The Case Against Autodecode

Marc Schütz via Digitalmars-d digitalmars-d at puremagic.com
Mon May 30 04:58:55 PDT 2016


On Saturday, 28 May 2016 at 12:04:20 UTC, Andrei Alexandrescu 
wrote:
> On 5/28/16 6:59 AM, Marc Schütz wrote:
>> The fundamental problem is choosing one of those possibilities 
>> over the
>> others without knowing what the user actually wants, which is 
>> what both
>> BEFORE and AFTER do.
>
> OK, that's a fair argument, thanks. So it seems there should be 
> no "default" way to iterate a string, and furthermore iterating 
> for each constituent of a string should be fairly rare. Strings 
> and substrings yes, but not individual points/units/graphemes 
> unless expressly asked. (Indeed some languages treat strings as 
> first-class entities and individual characters are mere short 
> substrings.)
>
> So it harkens back to the original mistake: strings should NOT 
> be arrays with the respective primitives.

I think this is going too far. It's sufficient if they (= char 
slices, not ranges) can't be iterated over directly, i.e. aren't 
input ranges (and maybe don't work with foreach).

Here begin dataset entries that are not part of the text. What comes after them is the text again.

PR #652, opened 2026-07-06
Add platform transaction fee config + platformFees fields to the spec

jacklatourette:
## Summary

The webdev sparkcore stack shipped platform transaction fees against a hand-wired vendored Grid API client (grid-api 0.0.82). The fields are live and testable there, but they do not exist in this spec repo — so the next SDK regen from upstream would silently delete integrator-facing fields. This PR adds them to the spec source (`openapi/components/schemas/`) and regenerates the bundles (`openapi.yaml`, `mintlify/openapi.yaml`) via `npm run build:openapi`.

### 1. New `TransactionFeeConfig` schema (backs lightsparkdev/webdev#29233)

`openapi/components/schemas/config/TransactionFeeConfig.yaml` + `TransactionFeeEventType.yaml`:

- `id` (string, readOnly) — system-generated identifier
- `feeEventType` (enum: `CROSS_CURRENCY_TRANSACTION`, `TRANSFER_OUT_TRANSACTION`; only the former is accepted by `PATCH /config` today, reads return the full set)
- `sourceCurrency` (string) — ISO 4217 / crypto ticker code
- `variableFeeBps` (integer, 0–10000)
- `fixedFee` (`CurrencyAmount`) — must match `sourceCurrency`
- `isActive` (boolean, readOnly)

Required: `feeEventType`, `sourceCurrency`, `variableFeeBps`, `fixedFee`. Rows are keyed by `(feeEventType, sourceCurrency)`; deactivation is done by upserting the same key with zero fees.

### 2. `transactionFeeConfigs` on platform config (backs lightsparkdev/webdev#29233)

- `PlatformConfig.transactionFeeConfigs` — read side; returns rows regardless of `feeEventType` so operator-created rows (e.g. Transfer Out) are visible
- `PlatformConfigUpdateRequest.transactionFeeConfigs` — merge-by-key upsert; only `CROSS_CURRENCY_TRANSACTION` + `USD` accepted today, other values return 400; omit to leave configs unchanged

### 3. Platform fee surfacing on quotes and transactions (backs lightsparkdev/webdev#29402)

- `Quote.platformFeesIncluded` (int64, min 0) — the portion of `feesIncluded` collected by the platform; already included in `feesIncluded`
- `OutgoingTransaction.platformFees` (int64, min 0) — same, relative to `fees`

Descriptions match the vendored client/spec in webdev exactly, so a regen from this spec is a no-op against the hand-wired models.

## Test plan

- `npm run lint` (Redocly bundle + lint, Spectral `--fail-severity=error`) — exit 0. Only new finding is one non-failing `schema-properties-have-descriptions` warning on `TransactionFeeConfig.fixedFee`, an artifact of the `$ref` + sibling-description pattern already used throughout the spec (e.g. `embeddedWalletConfig`, `sentAmount`).
- Verified the bundled diff is exactly the new fields plus Redocly relocating `Currency`/`CurrencyAmount` earlier (now referenced from the config section).
- The webdev stack currently carries these fields in its vendored spec (grid-api 0.0.82), so the API surface is exercised end-to-end there before this merges.


jacklatourette:
Amended per webdev AT-5755: `variableFeeBps` on `TransactionFeeConfig` is now a decimal string (`pattern: ^(0|[1-9]\d*)(\.\d+)?$`, `maxLength: 255`, e.g. `"12.5"`) instead of an integer, to support fractional basis points. The ≤10000 range remains server-enforced.

Sparkcore-side change: lightsparkdev/webdev#30070.

jacklatourette:
Synced with the shipped server contract (webdev#29233): renamed to `FeeConfig`/`FeeEventType`, field `feeConfigs`, integer whole-bps `variableFeeBps`, and dropped `TRANSFER_OUT_TRANSACTION` from the enum (transfers migrate to send operations).

openapi/components/schemas/config/FeeConfig.yaml
```diff
@@ -0,0 +1,44 @@
...
+description: >-
+  A fee collected by your platform on top of Grid's fees. Keyed uniquely by
+  `(feeEventType, sourceCurrency)` within a platform. To deactivate a fee,
+  send the same key with `variableFeeBps: 0` and `fixedFee.amount: 0`.
+properties:
+  id:
+    type: string
+    description: System-generated unique identifier.
+    readOnly: true
+    example: GridPlatformTransactionFeeConfig:019542f5-b3e7-1d02-0000-000000000007
```
gcamata: let's actually leave id out of the properties (mirroring how we show platform currencies in the platform config). otherwise it could get confusing to the integrator bc the ID will change on every edit (these fee configs are append-only)

openapi/components/schemas/config/FeeConfig.yaml
```diff
@@ -0,0 +1,44 @@
...
+  feeEventType:
+    $ref: ./FeeEventType.yaml
```
gcamata: sorry, I think the eng design doc might be slightly out of sync with the codebase, but can we actually name this just "fee type" instead of "fee event type" to align with the internal name for this enum on the fee config ents?

openapi/components/schemas/config/FeeConfig.yaml
```diff
@@ -0,0 +1,44 @@
...
+      Currency code of the sending side this fee applies to. Only `USD` is
+      accepted today; other currencies return a `NOT_IMPLEMENTED` error.
+    example: USD
+  variableFeeBps:
+    type: integer
+    minimum: 0
+    maximum: 10000
+    description: >-
+      Variable fee in basis points (1 bps = 0.01%). Multiplied by the
+      transaction's source-currency amount.
```
gcamata:
```suggestion
      Variable fee in basis points (1 bps = 0.01%) to apply to a transaction's source-currency amount.
```
just a nit bc it sounds like they need to have multiplied this value at first glance

openapi/components/schemas/config/FeeConfig.yaml
```diff
@@ -0,0 +1,44 @@
...
+    example: 30
+  fixedFee:
+    $ref: ../common/CurrencyAmount.yaml
+    description: >-
+      Fixed fee charged per transaction, in the smallest unit of
+      `sourceCurrency`. `fixedFee.currency.code` must match `sourceCurrency`.
```
gcamata:
```suggestion
      Fixed fee charged per transaction. The fixed fee currency must match the fee config's source currency`.
```

openapi/components/schemas/config/FeeConfig.yaml
```diff
@@ -0,0 +1,44 @@
...
+  isActive:
+    type: boolean
+    description: >-
+      Whether this fee config is currently active. Reads return only active
+      configs.
+    readOnly: true
+    example: true
```
gcamata: nit, but do we need to return this at all if it's always true

openapi/components/schemas/config/PlatformConfigUpdateRequest.yaml
```diff
@@ -17,3 +17,13 @@ properties:
...
+  feeConfigs:
+    type: array
+    items:
+      $ref: ./FeeConfig.yaml
+    description: |
+      Merge-by-key upsert of platform fee configs, keyed by
+      `(feeEventType, sourceCurrency)`. Sending zero rates
+      (`variableFeeBps: 0` and `fixedFee.amount: 0`) for an existing key
+      deactivates it. Only `sourceCurrency: USD` is accepted today.
+      Omit this field to leave fee configs unchanged.
```
gcamata:
```suggestion
      Merge-by-key upsert of platform fee configs, keyed by (feeType, sourceCurrency)`.
      Setting variable and fixed fees to 0 for an existing fee config deactivates it.
      Omit this field to leave fee configs unchanged.
```
just making things a bit more human friendly

openapi/components/schemas/config/FeeEventType.yaml
```diff
@@ -0,0 +1,9 @@
+type: string
+enum:
+  - CROSS_CURRENCY_TRANSACTION
+description: |
+  The kind of activity this fee applies to.
+
+  - `CROSS_CURRENCY_TRANSACTION` — fee charged on a cross-currency Grid send
```
gcamata:
```suggestion
  - `CROSS_CURRENCY_TRANSACTION` — fee charged on a cross-currency Grid transaction
```

openapi/components/schemas/config/FeeConfig.yaml
```diff
@@ -0,0 +1,44 @@
+type: object
+description: >-
+  A fee collected by your platform on top of Grid's fees. Keyed uniquely by
+  `(feeEventType, sourceCurrency)` within a platform. To deactivate a fee,
+  send the same key with `variableFeeBps: 0` and `fixedFee.amount: 0`.
```
gcamata:
```suggestion
  A platform-configured fee collected by Grid and settled to the platform internal account. There can be at most one fee config for a given fee type and source currency pair. The fee will apply to all transactions of the fee type that originate in the source currency .
```

gcamata (commented):
just minor quick things

openapi/components/schemas/config/FeeConfig.yaml
jacklatourette: removed :+1:

openapi/components/schemas/config/FeeConfig.yaml
jacklatourette: removed :+1:

openapi/components/schemas/config/FeeConfig.yaml
jacklatourette: renamed to `feeType` / `FeeType` :+1:

openapi/components/schemas/config/FeeConfig.yaml
jacklatourette: applied, kept the smallest-unit note :+1:

openapi/components/schemas/config/PlatformConfigUpdateRequest.yaml
jacklatourette: applied — restored the "only USD accepted today" sentence and fixed a stray backtick :+1:

openapi/components/schemas/config/TransactionFeeConfig.yaml
```diff
@@ -0,0 +1,46 @@
...
+    description: >-
+      Whether this row is currently active. Reads return only active rows
+      unless explicitly filtered otherwise.
+    readOnly: true
+    example: true
+required:
+  - feeEventType
+  - sourceCurrency
+  - variableFeeBps
+  - fixedFee
```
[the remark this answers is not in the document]
jacklatourette: Resolved: `id` and `isActive` were removed from the schema, so no readOnly fields remain in the shared read/write schema.

openapi/components/schemas/quotes/Quote.yaml
```diff
@@ -87,6 +87,16 @@ properties:
...
+  platformFeesIncluded:
+    type: integer
+    format: int64
+    description: >-
+      The portion of `feesIncluded` collected by the platform
+      (platform-configured transaction fees), in the smallest unit of the
+      sending currency. 0 when the platform has no applicable fee configured.
+      Already included in `feesIncluded`.
+    minimum: 0
+    example: 5
```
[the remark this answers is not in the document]
jacklatourette: Added `platformFeesIncluded` to `required` :+1:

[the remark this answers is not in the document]
jacklatourette: Amendment: reverted — requiring it flagged as a breaking change for agent-action webhook consumers, so it stays optional with a note that older payloads may omit it.

gcamata (approved):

That would 
force the user to append .byCodeUnit etc. as needed.

This provides a very nice deprecation path, by the way, it's just 
not clear whether it can be implemented with the way `deprecated` 
currently works. I.e. deprecate/warn every time auto decoding 
kicks in, print a nice message to the user, and later remove auto 
decoding and make isInputRange!string return false.